I'm building a WPF .NET windows application that will connect up to an API. Because we have other APIs, I'd like to start putting all the login logic into a single module/service that handles it in a standardized way. I am thinking OpenID Connect (OIDC) is a good protocol for this.
From what I can tell, Authorization Code flow with PKCE is the way to go here. I'd like someone to confirm for me if I'm going about this the right way. Below is the flow I imagine I'll need to implement:
I think the native client should check the access_token before sending each request to the API. If the access_token is expired or about to expire (maybe in < 30 seconds), then go fetch a new access_token before sending the request.
The thing that makes me feel unsure about this is that there is no redirect to the API. Many of the flows redirect the user to the OP, then redirect back to the API. I guess the reason this does not have that is because it's native and doesn't directly support redirects to pages like a browser would.
Am I going about this the right way?
I am thinking OpenID Connect (OIDC) is a good protocol for this
OIDC and OAuth 2.0 is the best choice if you want to separate user identities from your application. That mean you do not hold them in your end of application but get through for example Azure AD, ADFS or even Google.
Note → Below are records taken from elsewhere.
Issue #418, opened 2016-02-09
ZOMG!!! SHIFT!!!! (Fix the impossibly high readout on PWM inputs)


stieg:
When the vehicle gets turned off sometimes the tach likes to read unrealistically high values (like 15,000,000).  Not super good if you have logic that reacts based on these values.  Need to fix this so that this no longer happens.

stieg:
So the solution here is to fix the broken overflow interrupts on the timers.  Once that is fixed, a no signal readout should cause the value to go down to 0.  Also should add an upper limit (of say 20K) to prevent the stupid high readouts.  @brentpicasso has a patch for this somewhere :D

stieg:
#434 should dramatically help the high rpm issue.  See ticket #430

PR #429, opened 2016-02-15
Make the RPM input timers reset themselves when no signal detected

stieg:
Previously the logic that would detect a buffer overflow in the timer
was disabled because of unexpected interrupts occuring.  These were
caused by the UpdateRequestSource flag not being set to local events
only.

This patch sets that value for the timers 0 & 1 and enables the interrupt
code that allows for clearing of the value when overflow hits (ie
when we lose signal from the engine).  Timer 3 still has emotional issues.

Part of the fix for issue #418


brentpicasso:
This looks pretty sane to me.  STM32 voodoo stuff otherwise.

Also it is the correct choice if you prefer token based authentication and authorisation. Which mean you trust tokens issued by an authorization server (also called and identity provider or OP) which is more secure than passing username/password through basic authentication.
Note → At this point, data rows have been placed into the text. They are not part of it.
PR #434, opened 2016-02-18
Rpm Software Filtering

stieg:
We have seen issues in the field where voltage echos (aka Fly-back) in the sender wires cause our unit to accidentally register an extra RPM pulse.  Here is [one such example from an Acura Integra](https://www.race-capture.com/events/24-hours-of-lemons-where-the-elite-meet-to-cheat-day-1-south-track/device/team-sheen-181?laps[]=96&laps[]=93).  As you can see, those aren't real values.  Unfortunately, this makes things unusable, so we need a fix.

This patch addresses the issue by adding in a "quiet period" into the IRQs that register the triggers.  If an IRQ occurs during this period, then we save the timer counter value locally, but ignore the pulse.  Then when the real pulse comes in, we are able to accurately calculate the period to within a much narrower window.  Multiple fly-back signals can cause a little bit of noise, but nothing so severe that it can't be overcome.

This is currently designed against 2.8.8 so we can get a solution out to the field sooner (since this is a widespread issue).  In 2.9.0 I will add support for adjusting the quiet period as part of the config.  For now I assume that the user's vehicle will not redline at 20,000 or more.

### DIFF
--- a/src/timer/timer.c
+++ b/src/timer/timer.c
@@ -28,12 +28,22 @@ static Filter g_timer_filter[CONFIG_TIMER_CHANNELS];
 
 int timer_init(LoggerConfig *loggerConfig)
 {
-    for (size_t i = 0; i < CONFIG_TIMER_CHANNELS; i++) {
-        TimerConfig *tc = &loggerConfig->TimerConfigs[i];
-        timer_device_init(i, tc->timerSpeed, tc->mode);
-        init_filter(&g_timer_filter[i], tc->filterAlpha);
-    }
-    return 1;
+        for (size_t i = 0; i < CONFIG_TIMER_CHANNELS; i++) {
+                TimerConfig *tc = &loggerConfig->TimerConfigs[i];
+
+                /*
+                 * Software Filter Hack Represents 20K Max.  For release
+                 * in 2.8.8.  Have to divide value by pulses per revolution
+                 * since this must scale depending on the number of pulses
+                 * per engine rotation.
+                 */
+                const uint16_t qp_us = 3000 / tc->pulsePerRevolution;
+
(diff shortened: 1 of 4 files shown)


src/timer/timer.c
```diff
@@ -26,14 +26,31 @@
...
+        if (MODE_LOGGING_TIMER_RPM != tc->mode)
+                return 0;
+
+        /*
+         * Software Filter Hack Represents 20K Max.  For release
+         * in 2.8.8.  Have to divide value by pulses per revolution
+         * since this must scale depending on the number of pulses
+         * per engine rotation.
+         */
+        return 3000 / tc->pulsePerRevolution;
```
brentpicasso: magic number for now until we have it configurable in 2.9.0?

stm32_base/hal/timer_stm32/timer_device_stm32.c
```diff
@@ -245,107 +238,139 @@ static void init_timer_2(size_t prescaler, unsigned int slowTimerMode)
...
-    return period;
+        return channel < MK2_TIMER_CHANNELS ? g_state[channel].period : 0;
+}
+
+
+/*
+ * = = = IRQ methods below this point = = =
+ */
+
+void update_device_state(const size_t chan, const uint16_t p_ticks,
```
brentpicasso: please make the p_ticks and p_h_ticks variables more verbose, or document the function. That would help

kosenko-max:
Is this going to disallow somehow reading 0-4500Hz turbo speed sensor?

stieg:
No.  Just change the timing mode to Hz instead of RPM.  This will bypass the filter.

kosenko-max:
Cool. Thanks.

Authorization Code flow with PKCE is the way to go here
Correct. Native applications such as one you are creating, which runs on windows machine of user should use PKCE with auth. code flow.
About the flow
I am not sure the second step, After the user logs in, the refresh token and access token are returned using a POST redirect that the application can intercept. I guess you are getting tokens from authorization request ? Not sure what you meant here but what ideally must happen is you should obtain authorization code after user log in in the browser instance. Once you get that you must directly call token endpoint of the identity provider. You get tokens as a result of this token request. And it has PKCE completion step as well.
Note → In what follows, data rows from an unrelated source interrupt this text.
PR #438, opened 2016-02-18
Fix the Lua timing issue so that it invokes the onTick method regularly.

stieg:
There was a bug in the code that was effectively like using `sleep(1000)`
at the top of the `onTick` invocation method.  This fixes the execution
order so that we properly invoke onTick on regular intervals, regardless
of how long it took to execute the previous Lua code.


brentpicasso:
:shaved_ice:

Also The native application uses that access token to get user info and display profile information in the app. For this you can use ID token which comes in token response. It contains end user information. Please check more from protocol's explanation.
From API end, yes it must check validity of call against access token which comes along with API request. For this it can use user_info endpoint for first time it sees a fresh access token and then cache details. And in later calls it can use cached information to detect user information. Also, some OPs send JWT based access tokens which your API can read and detect expiration details.
I think the native client should check the access_token before sending each request to the API.
No.! It must be the API that should do this check. Otherwise API will blindly accept tokens which can be send by some malicious client. Implement this to API end and in case access token is not valid, send a 401 - unauthorized response.